As they headed out, Connie asked, "Where do you suppose the proud parents went?"

"Hiding out with family, maybe. Calling lawyers. Not a lot of options when it gets to this point. When we hit a place where my cell works I'll call Manny. Trager's people will make things plain to them, one way or another." The Watkins farm disappeared from the rear-view mirror as he spoke. "How you liking it so far?"

"Is that another trick question?" Her voice was quiet and subdued, all the early-morning attitude gone. She said, "They were little, but they were scary. The way they went straight for you . . ."

"They can hurt you," Gruber said. He glanced sideways at her. "Not like class, huh? Not like field trips, even."

Connie was silent for some time. In this stretch the narrow old road was rough, all pebbles and potholes. They passed a couple of abandoned trailers, and a lean, ugly dog chased along after the Heap for a while, until it got bored. She said finally, "What are they like . . . the big ones? What does it
feel
like?"

Gruber shrugged. "Not that different, you been doing it long enough. Sure, you wet your pants, first time it's a quetzal coming at you, first time you look right into the eyes of a China long. But there aren't as many in the county as people think -- I went two years one time, never saw anything bigger than a doubleback -- and as long as you stay cool, long as you treat each and every damn D as though they were twelve feet tall, you're pretty much okay. Usually."

"Usually," Connie said. "Right."

"I'm forty-seven years old," Gruber said, smiling at her before he could stop himself. "Forty-eight in three weeks. Believe me,
usually
is as good as it gets. D's, anything else. I'll settle for
usually
any time."

He turned his head away quickly to watch the road; you could break an axle as easily as an ankle in this country. Connie had her back to him, looking out, one elbow braced on the window frame. She said, half to herself, "Looks just like eastern Mendocino."

"Spent some time there?"

"Visited my cousins, growing up. They're over in Ukiah."

"Mendocino's got the same troubles we have. The farms mostly don't pay worth a damn anymore, so a lot of folks either sell out to the pot growers and meth makers or go into the business themselves."

"Will -- my older cousin -- he told me stories." She shook her head. "But I never saw anything.

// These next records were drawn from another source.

PR #2229, opened 2023-07-14
Guard clause to handle 32 bits unsupported in setup.py

fercevik729:
Added a guard clause to `setup.py` in order to prevent incorrectly trying to install pwntools with a 32-bit Python installation. Resolves Gallopsled/pwntools-tutorial#15.

### DIFF
--- a/setup.py
+++ b/setup.py
@@ -15,8 +15,11 @@ from setuptools import setup
 
 # Make it explicit that 32-bit systems are not supported
 if platform.architecture()[0] == '32bit':
+    """Determines if the current Python interpreter is supported by Pwntools.
+
+    See Gallopsled/pwntools#518 for more information."""
     print("[!] Pwntools does not support 32-bit Python. Use a 64-bit release.")
-    quit(1)
+    sys.exit(-1)
 
 # Get all template files
 templates = []
@@ -69,11 +72,11 @@ if not os.path.exists(PythonH):
     sys.exit(-1)
 
 setup(
-    version='4.12.0dev',
-    data_files=[('pwntools-doc',
-                 glob.glob('*.md') + glob.glob('*.txt')),
-                ],
-    package_data={
+    version              = '4.12.0dev',
+    data_files           = [('pwntools-doc',
+                             glob.glob('*.md') + glob.glob('*.txt')),
+                            ],
+    package_data         = {
         'pwnlib': [
             'data/crcsums.txt',
             'data/useragents/useragents.txt',
--- a/setup.py
+++ b/setup.py
@@ -13,6 +13,11 @@ from distutils.util import convert_path
 
 from setuptools import setup
 
+# Make it explicit that 32-bit systems are not supported
+if platform.architecture()[0] == '32bit':
+    print("[!] Pwntools does not support 32-bit Python. Use a 64-bit release.")
+    quit(1)
+
 # Get all template files
 templates = []
 for dirpath, dirnames, filenames in os.walk(convert_path('pwnlib/shellcraft/templates'), followlinks=True):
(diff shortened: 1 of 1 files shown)


setup.py
```diff
@@ -13,6 +13,11 @@
 
 from setuptools import setup
 
+# Make it explicit that 32-bit systems are not supported
+if platform.architecture()[0] == '32bit':
+    print("[!] Pwntools does not support 32-bit Python. Use a 64-bit release.")
```
peace-maker, line 21: Please add the comment from the warning in [`pwn/__init__.py`](https://github.com/Gallopsled/pwntools/blob/dd1edaa6c9f2b2db3a5ea91bac42cb9940fc0b6f/pwn/__init__.py#L12-L16) as well.

setup.py
```diff
@@ -13,6 +13,11 @@
...
+    quit(1)
```
peace-maker:
```suggestion
    sys.exit(-1)
```

setup.py
```diff
@@ -64,11 +69,11 @@
     sys.exit(-1)
 
 setup(
-    version              = '4.12.0dev',
```
peace-maker: Please avoid unrelated style changes. I don't think stripping the alignment makes this code more readable.

peace-maker (changes requested):
Thank you! Is this actually still true, now that Python 2 is dead for longer? The initial discussion in #518 suggests, that Python 3 32-bit would be ok. Did you test to run pwntools in a 32-bit Python?

I could see more problems with our dependencies not providing 32-bit wheels anymore and requiring more work to compile, but I didn't test it. Having this fail earlier until someone steps in and makes it work is good.

fercevik729:
I thought it was worth adding since the issue was still open in pwntools-tutorial and python 32 bit installations are still available for Windows. However, this issue in particular had been stale for quite some time (~3 years).

Arusekk:
I consider the issue with 32 bits only applicable to Python 2.x.  (Except for the tests, which could be made more portable maybe.)  Also, I would prefer a warning (maybe with an interactive question asked) than a big error impossible to bypass.

setup.py
```diff
@@ -78,7 +86,7 @@
             'data/templates/*.mako',
         ] + templates,
     },
-    entry_points = {'console_scripts': console_scripts},
-    scripts              = glob.glob("bin/*"),
+    entry_points={'console_scripts': console_scripts},
+    scripts=glob.glob("bin/*"),
```
Arusekk: No need to change anything here either.

fercevik729:
What kind of logic flow did you have in mind? Based off the issue I thought it was worth stopping early since it is kind of an irrecoverable issue.

fercevik729 (commented):
Applied requested formatting changes.

Arusekk:
I mean that pwntools is useful on 32-bit arches as well, but some features of it may not work under python 2.  Here is all I know:
- The only officially supported host platform for now is latest Ubuntu LTS on amd64 (read: this is a reference platform).
- Some of the doctests currently only work on Ubuntu LTS on amd64, because they must assume *something*.
- I personally tested pwntools on both arm64 (py2, py3) and i386 (py3) to work in every case I could possibly imagine.
- Historically, pwntools is known to have had broken stuff on 32-bit builds of Python 2 (one thing still broken is MIPS shellcraft).  This is caused by Python 2 integers being limited to platform-dependent value ranges, and us using `hex(n)` or `repr(n)` instead of `"%#x" % n` or `"{:#x}".format(n)` in some places.  Python 3 does not have such a problem, because it simply treats everything similar to `long`s from py2 (bignums) and never adds any `L` suffix.

I think I will fix all of 32-bit problems shortly, and then we can get rid of the warning, which is worded too strongly in the first place.

And I really do not like some commercial software going to great lengths trying to make 'unsupported' mean 'impossible', so I do not want pwntools to be like that.  This is just being mean to all well-aware users.  Yes, yes, I know advanced users can just patch the check away, but still.

peace-maker:
We could limit the check to python 2 only. But I don't 100% understand what's broken exactly.

The other message doesn't prevent you from using pwntools on 32bit and only warns you, that there might be problems.

We could only log a warning during pip install, but I don't know if it's a good idea to stall on an `input()` call or similar, since it could break scripted installs.

This isn't your fault @fercevik729. You just brought up the issue again. Documenting possible incompatibility with 32bit Python 2 in the install instructions could fix the original issue in the pwntools-tutorial repo as well, without touching the setup.py?

fercevik729:
I see. In that case should I modify the installation instructions in the README and revert my changes?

No D's, for sure, though I heard they were there. Sheltered life, I guess."

"Pot farms aren't on your typical family outing list."

She laughed, a bit shakily, and replied, "I liked the trees and the space okay, but I was a city kid. I just wanted a Barbie. A Barbie and a utility belt, like Batman's." Gruber looked at her. "I had to know how he got all that
stuff
into all those little compartments. And what about the gadgets and things we never saw? I had to
know,
that's all."

"Permission to speak revoked," Gruber said. "Forever."

The rest of the morning went smoothly, standard drill-and-drop-in for every live report like the Watkins' place: drive the neighboring roads, watch for burn marks or D scat, stop every few miles to let the pheromone detectors take a sniff, and knock on whatever doors they could find. In that fashion they checked out half a dozen farms and isolated cabins, the Heap toiling up one barely-visible dirt track to break into briefly-dazzling alpine blue, and then plunging straight down another into a hemlock valley dense with a heavy, motionless dark green. Only one place was harboring a D, a pitiful little half-starved sniggerbit that might actually have been a family pet, like the kids clinging to their silent father's legs claimed. The man himself said nothing. He just looked at Gruber and Connie and the filled-out citation as though they were all different kinds of snake, then led his kids inside so they wouldn't have to see the sniggerbit tranked and taken away.

In the ordinary manner, Gruber reported back to Manny in Weaverville as soon as he got up high enough on some hill to see a bar or two on his cell. Life would have been easier with a satphone, but the county wouldn't spring for the service plan.

Manny's voice sounded like he was on the other side of the moon, or maybe trapped in a room full of rabid washing machines.